*** Opening DATA LISTING ***

Issue #191, opened 2021-01-11
Auth: modals


SergeOlabin:
**Story link**
[#100 Story](https://github.com/ita-social-projects/dokazovi-be/issues/29)

### Task description
Login via UI.
we need login and registration modals.

### To do 
1. - [x] UI modals for authentification

Q:
- useForm?

PR #208, opened 2021-01-20
Issue 191 login modal

DelFlumen:
develop

## GitHub Board

**Issue link**

[#191 Auth: modals](github.com/ita-social-projects/dokazovi-fe/issues/191)

## Summary of change

- [x]  created LoginModal
- [x]  created RegistrationModal
- [x]  connected RegistrationModal to LoginModal
- [x]  add LoginModal to Header


src/lib/components/Modals/LoginModal.tsx
```diff
@@ -0,0 +1,196 @@
...
+  // eslint-disable-next-line @typescript-eslint/unbound-method
+  const { register, handleSubmit, errors } = useForm<IInputs>();
+
+  const handleLoginOpen = () => {
+    setLoginOpen(true);
+  };
+
+  const handleLoginClose = () => {
+    setLoginOpen(false);
+  };
```
SergeOlabin, line 35: you can avoid using such methods.. 
just use `setLoginOpen(true)` when you need that, no need for wraping this :)

src/lib/components/Modals/LoginModal.tsx
```diff
@@ -0,0 +1,196 @@
...
+      <Dialog
+        open={loginOpen}
+        onClose={handleLoginClose}
+        aria-labelledby="form-dialog-title"
+      >
+        <DialogTitle id="form-dialog-title">
+          Введіть Ваші email та пароль
+          {/* {response.error && (
+                  <span style={{ color: 'red' }}>Неправильний email або пароль</span>
+                )} */}
```
SergeOlabin, line 81: remove

src/lib/components/Modals/LoginModal.tsx
```diff
@@ -0,0 +1,196 @@
...
+                    required: {
+                      value: true,
+                      message: "Це поле є обов'язковим",
+                    },
+                    pattern: {
+                      value: /^[A-Z0-9._%+-]+@[A-Z0-9.-]+\.[A-Z]{2,}$/i,
+                      message:
+                        'Email повинен містити символ @ та одну крапку після нього',
+                    },
+                  })}
```
SergeOlabin, line 102: I'd suggest you to move these configs out of `return (` statement, that'll be easier to manage them latter

```
{
                    required: {
                      value: true,
                      message: "Це поле є обов'язковим",
                    },
                    pattern: {
                      value: /^[A-Z0-9._%+-]+@[A-Z0-9.-]+\.[A-Z]{2,}$/i,
                      message:
                        'Email повинен містити символ @ та одну крапку після нього',
                    },
                  }
```
that pieces that are iniside the register function

SergeOlabin (approved):
very nice!

check the comments, those are recomendations, you can ignore or stick to them, up to you

src/lib/components/Modals/LoginModal.tsx
DelFlumen: This part will be uncommented when there will be connect with BE: it's a message in case of bad response from server (email and/or password turn out to be wrong).

src/lib/components/Modals/LoginModal.tsx
DelFlumen: Should I move it to separate object and then apply to register(), using spread? Like: `register(...emailValidationConfig)`

PR #230, opened 2021-02-02
fix: history push state

AntonGluschuk:
Fix history pushState on ArticleCreation and NoteCreation

## Summary of change

- [x]  Send newPost object to the preview instead of the func


src/modules/postCreation/PostCreationPreview.tsx
```diff
@@ -50,11 +52,20 @@ const PostCreationPreview: React.FC = () => {
...
   };
 
+  const sendPost = async () => {
+    const responsePost = await postPublishPost(currentState.publishPost);
+    history.push(`/posts/${responsePost.data.id}`);
+  };
+
+  const publishNewPost = () => {
+    sendPost();
+  };
```
SergeOlabin, line 62: what is the reason wrapping this ? :)

AntonGluschuk: fixed

Gtes (approved):

DelFlumen (approved):

Issue #274, opened 2021-02-23
Video: preview


SergeOlabin:
[SKIP] until we figure out what post video format will be 
### Task description
after Create Video page is ready,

*** Closing DATA LISTING ***

▶ _TRY IT_
For this exercise, reproduce exactly each line from the one containing "[SKIP] until we" through the last line of the data, and no others.

▶ _REPLY TO THE EXERCISE_
[SKIP] until we figure out what post video format will be 
### Task description
after Create Video page is ready,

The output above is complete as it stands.